# Going to learn a trade?



## Lance (Jun 8, 2008)

I'm hoping to get out of the country, having finished schooling (only 17!) and live in america. I'm looking for work as a carpenter / joiner, preferrably doing construction but i'll take the furniture if it's all i can get.. and was wondering if anyone knew what i'd need to do to be allowed to stay there? i'd need a work visa, i know, but is there much to go through?

Please, any comments about me being too young to go abroad on my own? To yourselves. There are a couple of families that know mine quite closely in houston and galveston, so I'll be ok if i'm within driving distance of them 

Also, anyone know a carpenter looking for understudies / apprentices in the houston area?  Though i'm starting calling scores of them soon, so I'm bound to find someone.

Ta all! and Hello  first post!


----------



## Fatbrit (May 8, 2008)

Lance said:


> I'm hoping to get out of the country, having finished schooling (only 17!) and live in america. I'm looking for work as a carpenter / joiner, preferrably doing construction but i'll take the furniture if it's all i can get.. and was wondering if anyone knew what i'd need to do to be allowed to stay there? i'd need a work visa, i know, but is there much to go through?
> 
> Please, any comments about me being too young to go abroad on my own? To yourselves. There are a couple of families that know mine quite closely in houston and galveston, so I'll be ok if i'm within driving distance of them
> 
> ...


Basically, it ain't gonna happen. Sorry to be the bearer of bad news and all that, but better that than getting your hopes up without addressing the crux of the problem -- there is no suitable visa for your plans.


----------



## Lance (Jun 8, 2008)

You can't be serious? no way to get into a country to take a JOB? because that's all I'd be doing, as that's how you train for carpentry! i'd be on a wage and paying taxes, and they'd not let me in? 

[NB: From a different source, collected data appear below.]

PR #1203, opened 2024-04-05
fix: graph update on replace of data set

kswenson:
[[PT-187348852]](https://www.pivotaltracker.com/story/show/187348852)

The `Graph` component was calling `GraphController.callMatchCirclesToData` on changes to the _number_ of `filteredCases`, but not when the contents of the `filteredCases` array changed without a corresponding change to its length. With this PR we correct that oversight.


bfinzer (approved):
👍🏻LGTM
Nice fix! And now I know how to detect a change in the contents of an array.

PR #1204, opened 2024-04-05
Fix map grid bug

bfinzer:
[#187381311] Bug fix: Map grid unable to handle us-cities dataset

* The problem is that in this dataset the "westernmost" city is across the international date line and thus has a positive longitude which interferes with computation of the "rectangle" that contains the points.
* This bug does not appear in V2. Careful comparison of the map-utils `getLatLongBounds` reveals that in V2 we pass a comparison routine to the sort function when sorting longitudes. Doing the same in V3 fixes the bug.


v3/src/components/map/utilities/map-utils.ts
```diff
@@ -70,7 +70,7 @@ export const boundaryAttributeFromDataSet = (dataSet: IDataSet) => {
  */
 export const getLatLongBounds = (dataConfiguration: IDataConfigurationModel) => {
   const getRationalLongitudeBounds = (longs: number[]) => {
-      longs.sort()
+      longs.sort((v1:number, v2:number) => (v1 - v2))
```
kswenson, line 73:
```suggestion
      longs.sort((v1: number, v2: number) => (v1 - v2))
```
would be the more conventional formatting. I had to look it up to remind myself why this fixes the bug -- the default behavior of `sort()` is to convert the contents to strings and sort them alphabetically. 🤷

kswenson (approved):
👍 LGTM -- just a minor formatting suggestion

bunch of morons, if that's the case.


----------



## Fatbrit (May 8, 2008)

Totally serious.


----------



## RICHNTRISH (Jun 4, 2008)

You'll be lucky !! 
Your only young choose your trade wisely now and in 5 years you will be able to make it happen .


----------



## Lance (Jun 8, 2008)

Well... would wood be a good skill? A lot of american houses are wooden... I'd want to do furniture, eventually - I suppose that goes anywhere, but I was hoping to do america first! and keep moving around after some years there.. blasted visas.


----------



## synthia (Apr 18, 2007)

The chance that you will ever get a visa for the US as a carpenter is pretty much zero. We do not have, nor have we ever had, a sufficient shortage to put carpenters on the list of needed professions. An employer would have to provide evidence that it wasn't possible to hire an American or a green card holder to do the job, spend money and probably hire a lawyer to handle the application, and be willing to wait until the application was processed. That is if you were already a skilled and experienced carpenter.


----------



## Lance (Jun 8, 2008)

> The chance that you will ever get a visa for the US as a carpenter is pretty much zero. We do not have, nor have we ever had, a sufficient shortage to put carpenters on the list of needed professions. An employer would have to provide evidence that it wasn't possible to hire an American or a green card holder to do the job, spend money and probably hire a lawyer to handle the application, and be willing to wait until the application was processed. That is if you were already a skilled and experienced carpenter.


poo 

Oh well. There's plenty more to the world than america  If there's no chance, I'd still pick the carpentry.


----------